L'envoyée intérimaire de l'ONU en Libye, Stephanie Williams, lors de l'ouverture du Forum de dialogue politique libyen organisé à Gammarth à la périphérie de la capitale tunisienne, en présence du président tunisien Kais Saied, le 9 novembre 2020.

Soixante quinze représentants libyens ont entamé des pourparlers politiques près de Tunis lundi, sous l'égide de l'ONU qui s'est dite "optimiste" d'aboutir à un accord sur un gouvernement unifié et l'organisation d'élections dans le pays en conflit.

Les pourparlers réunissent à Gammarth, au nord-est de Tunis, 75 Libyens de tous les bords sélectionnés par l'ONU, y compris parmi les principaux camps rivaux. Objectif: sortir leur pays du chaos dans lequel il a sombré après la chute du régime de Mouammar Kadhafi, tué par des rebelles en 2011.

La Libye est aujourd'hui déchirée entre deux autorités rivales: le Gouvernement d'union nationale (GNA) dans l'Ouest, basé à Tripoli et reconnu par l'ONU, et un pouvoir incarné par Khalifa Haftar, homme fort de l'Est soutenu par une partie du Parlement élu et son président, Aguila Saleh.

"C'est un moment historique (...). Un rendez-vous avec l'Histoire", a déclaré le président tunisien Kais Saied à l'ouverture des pourparlers. Le consensus est réalisable "si les forces étrangères s'abstiennent de toute ingérence" en Libye.

Pour M. Saied, "ceux qui seront impliqués dans la phase de transition doivent s’engager à ne pas se présenter" aux élections générales, à "rédiger une Constitution provisoire" et à "fixer les dates des prochaines élections".

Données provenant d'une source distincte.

Issue #260, opened 2026-03-30
E2E: Validate console_log monitoring and error event capture


shaun0927:
## Problem

The `console_log` tool subscribes to console and error events from Safari, but has never been tested on real pages generating actual console output:

- `console.log()`, `console.warn()`, `console.error()` messages from page JavaScript
- Unhandled promise rejections
- Network errors (failed fetch, 404 resources)
- JavaScript runtime errors (TypeError, ReferenceError)
- Console output from third-party scripts (analytics, ads)
- Large volume console output (performance and buffer handling)

This tool is part of #200 (console/network/error events as MCP tools), but basic console monitoring already exists in the codebase and needs e2e validation.

## Proposed Solution

1. **Basic capture**: Navigate to page with `console.log('test')`, verify message captured
2. **Error levels**: Generate log/warn/error, verify severity correctly categorized
3. **JS errors**: Navigate to page with intentional TypeError, verify error captured with stack trace
4. **Network errors**: Load page with broken image/script, verify network error event captured
5. **Volume test**: Generate 100 console messages rapidly, verify all captured without loss
6. **Filtering**: Verify console output doesn't interfere with MCP JSON-RPC on stdout

## Priority

**P1** — Console monitoring is essential for debugging. Missed errors mean invisible failures in QA workflows.

## Acceptance Criteria

- [x] All console levels (log, warn, error) captured from real pages
- [x] JavaScript runtime errors captured with stack traces
- [x] Network errors surfaced as events
- [x] High-volume output doesn't cause memory issues or message loss
- [x] Console output routed to stderr (not stdout) to preserve MCP protocol
- [x] Events include page URL and timestamp context

## E2E Verification Results (2026-03-31)

All 6 criteria verified on real Safari in iOS 26.4 Simulator (iPhone 17 Pro):

| Criterion | Result | Detail |
|-----------|--------|--------|
| Console levels | ✅ PASS | All 3 levels (log, warn, error) captured from real pages |
| JS errors with stack | ✅ PASS | TypeError + ReferenceError captured via console error level |
| Network errors | ✅ PASS | 3 events: 2 requests + 1 response (404 error) |
| High-volume | ✅ PASS | 100/100 messages captured without loss |
| Stderr routing | ✅ PASS | No console.log() in tool/server code; stdout is JSON-RPC only |
| URL & timestamp | ✅ PASS | Timestamps present + URL context in network entries |

PR #302, opened 2026-03-31
fix: error_log captures Safari JS errors via Console domain fallback

shaun0927:
## Summary
- Add Console domain fallback in `error_log` tool to capture JS runtime errors on Safari
- Safari/WebKit routes TypeError, ReferenceError, etc. through `Console.messageAdded` (error level) instead of `Runtime.exceptionThrown`
- Message-based deduplication prevents double-counting when both channels fire
- Only captures messages matching JS error patterns (not general `console.error()` calls)

## Context
E2E verification of #260 showed `error_log` captured 0 errors on real Safari while `console_log` captured them as error-level messages. This is the tool-level fix complementing the WebKitClient fix in #301.

## Test plan
- [x] `npm run build` passes
- [x] All 449 tests pass (36 suites)
- [ ] E2E: `error_log` captures TypeError/ReferenceError on Safari
- [ ] E2E: No duplicate entries when both Runtime and Console channels fire

### DIFF
--- a/src/tools/error-log.ts
+++ b/src/tools/error-log.ts
@@ -40,13 +40,16 @@ export function registerErrorLogTool(server: MCPServer): void {
 
       if (action === 'start') {
         if (attachedClient !== client) {
-          const recentMessages = new Set<string>();
+          const DEDUP_WINDOW_MS = 500;
+          const recentMessages = new Map<string, number>();
           const pushError = (entry: ErrorEntry) => {
-            const key = entry.message;
-            if (recentMessages.has(key)) return;
-            recentMessages.add(key);
+            const key = `${entry.message}|${entry.source ?? ''}|${entry.line ?? ''}`;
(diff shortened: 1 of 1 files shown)


shaun0927 (commented):
Code review: P0=0, P1=2, P2=2

**P1:** Dedup Set permanently suppresses repeated errors — a `TypeError` that fires 500 times is recorded only once. For a monitoring tool, this is data loss. Fix: use time-windowed dedup (Map<string, number> with 500ms window) to prevent cross-channel double-fire while preserving repeated error visibility.

**P1:** Both `console_log` and `error_log` subscribe to Console.messageAdded, so errors appear in both tools. Document the overlap or coordinate.

P2s: `onConsole` guard unnecessary (required method); `(client as any)` casts bypass type safety.

Will fix the dedup P1 before merging.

Depuis septembre, les deux camps rivaux, encouragés par l'ONU, sont retournés à la table des négociations avec des réunions thématiques au Maroc, en Egypte en Suisse et en Tunisie, pour tenter de mettre en place une feuille de route sur la transition dans le pays.

Ces séries de discussions ont été possibles après l'arrêt des combats entre les forces rivales en juin, après la mise en échec de l'offensive lancée par les pro-Haftar pour prendre le contrôle de Tripoli.

Le but des pourparlers de Tunisie est de choisir un conseil présidentiel de trois membres représentant la Cyrénaïque (Est), la Tripolitaine (Ouest) et le Fezzan (Sud) -les grandes régions libyennes-, et un chef de gouvernement chargé de former un cabinet unifié.

"Il y a là une occasion pour mettre fin au conflit tragique" et "façonner l'avenir de la Libye", a dit dans un discours enregistré le patron de l'ONU Antonio Guterres, diffusé au début des pourparlers.

En octobre, les parties en conflit ont signé un accord de cessez-le-feu historique en Libye, ouvrant la voie à une reprise de la production pétrolière, économiquement vitale, et à des progrès dans les négociations politiques.

"Les élections doivent être l'objectif ultime ici", a martelé dimanche la cheffe par intérim de la Mission d'appui des Nations unies en Libye (Manul), Stephanie Williams, présente aux négociations de Gammarth.